#### Prompt:
Looking at the entries, say how many lines contain the string "annoying". Offer nothing besides the number.

#### The data:
Issue #2640, opened 2021-04-04
Add --version


jidanni:
As there is no way to get the version, mentioned on the proj, cs2cs, etc. man pages. The current method is to trigger an error:
```
$ proj //////
Rel. 7.2.1, January 1st, 2021
...
```

So a better solution would be
```
$ proj --version
proj 7.2.1, January 1st, 2021
```

Note the program name is better than "Rel." too.

PR #3836, opened 2023-07-20
CLI: add --version long argument to return PROJ version

### LINKED ISSUE #3980: Add `--version` CLI arg to all commands (e.g., `proj`, `projsync`, etc.)
It appears that, at least as of v8 and maybe v9, these tools don't have a `--version` flag. They should. It makes checking installs and paths and such way easier, especially when working with systems like Docker.

lbartoletti:
The proposed `--version` option will enable users to easily retrieve the application's version without having to refer to documentation or resort to external means. This feature is essential for testing various behaviors and fulfilling a specific user requirement.

I have tried to adhere to the existing code conventions while implementing this feature. As of now, the changes have been applied only to one utility, but if it's OK, I'll extend the same modifications to other apps.

cc @guts

 - [ ] Closes #3980, #2640
 - [ ] Tests added


kbevers:
I think this is a good idea. Can you please include an example here? Also, remember to adjust the docs as well so that this feature isn't a secret.

rouault:
The gie and cct utilities already implement --version with the following output:
```
$ bin/gie --version
gie: Rel. 9.3.0, September 1st, 2023
$ bin/cct --version
cct: Rel. 9.3.0, September 1st, 2023
```
I guess with your proposed change, you'd reduce this to ``9.3.0``
I don't think that change would be critically breaking. Perhaps @busstoptaktik has an opinion regarding this

You could also change proj_info() in src/4D_api.cpp to change "info.version = version;" to "info.version = pj_get_version()"

kbevers:
I wouldn't mind it if the date disappeared from the `--version` outputs of the apps. It's an annoying thing to maintain in releases.

rouault:
> It's an annoying thing to maintain in releases.

proj_info() reports 2 fields  ".version=X.Y.Z" and ".release=Rel. X.Y.Z, date"

Guts:
Thanks @lbartoletti!

To give context, I need to identify the installed PROJ version to adapt some parts of my logic. After some research, I've ended on this:

```python
import re
import subprocess

proj_output = check_output(["proj"], stderr=STDOUT, text=True)
version_match = re.search(r"Rel\. ([0-9.]+)", proj_output):
if version_match:
    print(version_match.group(1))
```

But I did not know cie and cct!

See also:

- [thread on Mastodon](https://mapstodon.space/@geojulien/110741460535184493)
- [article on geotribu](https://preview-pullrequest-954--geotribu-preprod.netlify.app/articles/2023/2023-07-25_python-obtenir-la-version-de-proj-avec-gdal-pyproj-binaire/#avec-les-bindings-gdal) (preview) :fr:

busstoptaktik:
> Perhaps @busstoptaktik has an opinion regarding this

@rouault this is one of the few things I cannot talk myself into having an opinion of 🙂 - but thanks for pinging me on the subject!

snowman2:
There are quite a few implementations for this depending on the program. One option to consider could be to provide a simple version (easier to parse for the use case of this PR) and a more verbose version like Python does.

```bash
$ python --version
Python 3.10.10
$ python -V
Python 3.10.10
$ python -VV
Python 3.10.10 | packaged by conda-forge | (main, Mar 24 2023, 20:08:06) [GCC 11.3.0]
```

snowman2:
Side note:
```
$ proj
```
```
Rel. 9.1.1, December 1st, 2022
usage: proj [-bdeEfiIlmorsStTvVwW [args]] [+opt[=arg] ...] [file ...]
```

snowman2:
[Code](https://github.com/pyproj4/pyproj/blob/1452ba404be58c14a6b64d4551c320022f5aafcf/setup.py#L33-L53) pyproj uses to get the `proj` version.

jmckenna:
This is so needed, thank-you @lbartoletti for pushing this.

jmckenna:
(initially reported at #2640 )

lbartoletti:
> There are quite a few implementations for this depending on the program. One option to consider could be to provide a simple version (easier to parse for the use case of this PR) and a more verbose version like Python does.
> 
> ```shell
> $ python --version
> Python 3.10.10
> $ python -V
> Python 3.10.10
> $ python -VV
> Python 3.10.10 | packaged by conda-forge | (main, Mar 24 2023, 20:08:06) [GCC 11.3.0]
> ```

Indeed, `my_soft --version` should return `my_soft X.Y.Z` and not only `X.Y.Z`. Long version, could the actual one aka `pg_get_release()` : `app_name: Rel. 9.3.0, September 1st, 2023`

However, in our case, -VV is not possible, since it's used for verbosity in proj app.

May I suggest:

- app_name --version: `app_name X.Y.Z`, so `proj --version`: `proj 9.3.0`
- app_name --release (or --long-version?): `app_name: Rel. 9.3.0, September 1st, 2023`
- app_name --short-version (or --version-number? --version-semver?): `9.3.0`

rouault:
Personally, I would just stick with below for the sake of simplicity (most more popular utilities than the PROJ ones have just --version, so it might be over-engineered to offer 3 variants for PROJ...):

> * app_name --version: `app_name X.Y.Z`, so `proj --version`: `proj 9.3.0`

The long version with the release date doesn't bring that much, given the release date is something that is a 1:1 match with the version number.

jmckenna:
As a packager, this release date causes confusion to users (the date is often in the future, which causes confusion for the user, and grief for the packager).   It would be good to not include this, in any utility.

kbevers:
> It would be good to not include this, in any utility.

Can someone give an educated guess as to what the impact of changing the output of `cct --version` and `gie --version` is? Have people been relying on these two to get the version number in a simpler way than using `proj`? If we think a limited number of users rely on this I am happy to change it but we shouldn't do it if it forces a lot of people to change existing workflows.

lbartoletti:
Not staled

Guts:
Still interested in this feature and homogenization work.

kbevers:
I agree that this is a sane and useful change but since I haven't received any feedback to this

> Can someone give an educated guess as to what the impact of changing the output of cct --version and gie --version is? Have people been relying on these two to get the version number in a simpler way than using proj? If we think a limited number of users rely on this I am happy to change it but we shouldn't do it if it forces a lot of people to change existing workflows.

I can't really make a decision on how to proceed. For now I am inclined to not merge this PR and instead streamline the version options of the various CLI utilities in a future 10.0 release.

jmckenna:
@kbevers can you leave this PR open and possibly add a label to it of "10.0 release" ?  I am sure that @lbartoletti can adapt the changes to anything that you need for 10.0        

Thanks for all of this effort @lbartoletti, it is very useful to the community.

DeflateAwning:
Well that's funny. Just opened a feature request issue for this exact feature. Happy to see it's implemented! 

Fixes #3980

#### Your response:
2